● TASK STATEMENT
Return only those lines of the records below in which "TODO" appears.

● STUDY MATERIAL

PR #2005, opened 2024-10-22
Tweak package publish script

nvie:
Only push newly created Git commit with the version bump when on `main` branch. On branches/PRs this just causes needless noise. I found myself always reverting this commit immediately after publishing a new version, to avoid merge conflicts and PR noise.

### DIFF
--- a/.github/workflows/publish-packages.yml
+++ b/.github/workflows/publish-packages.yml
@@ -111,6 +111,16 @@ jobs:
           GIT_TAG: ${{ inputs.tag }}
           GITHUB_URL: "https://github.com/liveblocks/liveblocks"
         run: |
+          echo "==> Pushing changes to GitHub"
+          if [ "$(git current-branch)" = "main" ]; then
+            if !git push origin main; then
+                err "WARNING: Could not push this branch to GitHub!"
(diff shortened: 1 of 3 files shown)


.github/workflows/publish-packages.yml
```diff
@@ -111,6 +111,16 @@ jobs:
           GIT_TAG: ${{ inputs.tag }}
           GITHUB_URL: "https://github.com/liveblocks/liveblocks"
         run: |
+          echo "==> Pushing changes to GitHub"
+          if [ "$(git current-branch)" = "main" ]; then
+            if !git push origin main; then
+                echo "WARNING: Could not push this branch to GitHub!" >&2
```
SugarDarius, line 117: NB: I would tend to use the word `ERROR` here instead of `WARNING`. To me from my understanding if we can't push then it means something is not right or somewhat right. So it shouldn't just be marked as warning as we're doing `echo "..." >&2` and we're exiting on `2` after.

I mean from my point of view it would be more meaningful.

SugarDarius (approved):

marcbouchenoire (approved):

PR #2006, opened 2024-10-22
Tiptap

CTNicholas:


packages/liveblocks-react-tiptap/src/mentions/MentionsList.tsx
```diff
@@ -0,0 +1,166 @@
...
+      style={{
+        position: strategy,
+        top: 0,
+        left: 0,
+        transform: `translate3d(${Math.round(x)}px, ${Math.round(y)}px, 0)`,
+        minWidth: "max-content",
+        display: props.hide ? "none" : "block"
+      }}>
+      <div className="lb-tiptap-suggestions-list lb-tiptap-mention-suggestions-list">
+        {suggestions === undefined ? <div className="item">Loading...</div> :
```
CTNicholas, line 144: We need to add the real loading placeholder here.

marcbouchenoire: In the Comments version, we don't display the dropdown at all while it loads so this check could be added to line 129 to render `null`

packages/liveblocks-react-tiptap/src/LiveblocksExtension.ts
```diff
@@ -0,0 +1,259 @@
...
+});
+
+export const useLiveblocksExtension = (): Extension => {
+  const room = useRoom();
+
+  // TODO: we don't need these things if comments isn't turned on...
+  // TODO: we don't have a reference to the editor here, need to figure this out
+  useCommentsErrorListener((error) => {
+    // If thread creation fails, we remove the thread id from the associated nodes and unwrap the nodes if they are no longer associated with any threads
+    if (error instanceof CreateThreadError) {
```
jrowny, line 81: NOTE: we have a ticket for this here: https://linear.app/liveblocks/issue/LB-1356/listen-for-comment-creation-fail-events

but didn't want to block the beta release

packages/liveblocks-react-tiptap/src/types.ts
```diff
@@ -0,0 +1,36 @@
...
+import type { DecorationSet } from "@tiptap/pm/view";
+
+export const LIVEBLOCKS_MENTION_KEY = new PluginKey("lb-plugin-mention");
+export const LIVEBLOCKS_MENTION_PASTE_KEY = new PluginKey(
+  "lb-plugin-mention-paste"
+);
+export const LIVEBLOCKS_MENTION_NOTIFIER_KEY = new PluginKey(
+  "lb-plugin-mention-notify"
+);
+export const LIVEBLOCKS_MENTION_TYPE = "liveblocksMention";
```
nimeshnayaju, line 12: The node type used in Lexical is `lb-mention` and `lb-thread-mark`. Do you see any potential issues with the inconsistency? How do you feel about keeping the names the same?

jrowny: I don't see any issue as the two products won't ever mingle, their data is exclusive of each other.

marcbouchenoire (approved):
For the UI side, it's not a blocker so I'll create a ticket about it later for myself, but it would be nice to start re-using `<User />`, `<Avatar />`, and other duplicated components now that we can export things from `@liveblocks/react-ui/_private`.

CTNicholas (commented):
✅ Just to be clear, the examples and starter kit are finished. Probably best to leave all the _after merge_ tasks to me.

PR #2007, opened 2024-10-22
Stabilize failing e2e test

nvie:
This is done by adding some more synchronisations before reading the DOM. It's important, after pressing a button, to first observe the "isSynced" value to flip to `false`, before flipping it to `true`. I believe sometimes it was possible for the `waitUntil()` to observe a `true` value before it got flipped to `false`, effectively not making the test wait long enough for the synchronisation to complete.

● EXERCISE RESPONSE
+  // TODO: we don't need these things if comments isn't turned on...
+  // TODO: we don't have a reference to the editor here, need to figure this out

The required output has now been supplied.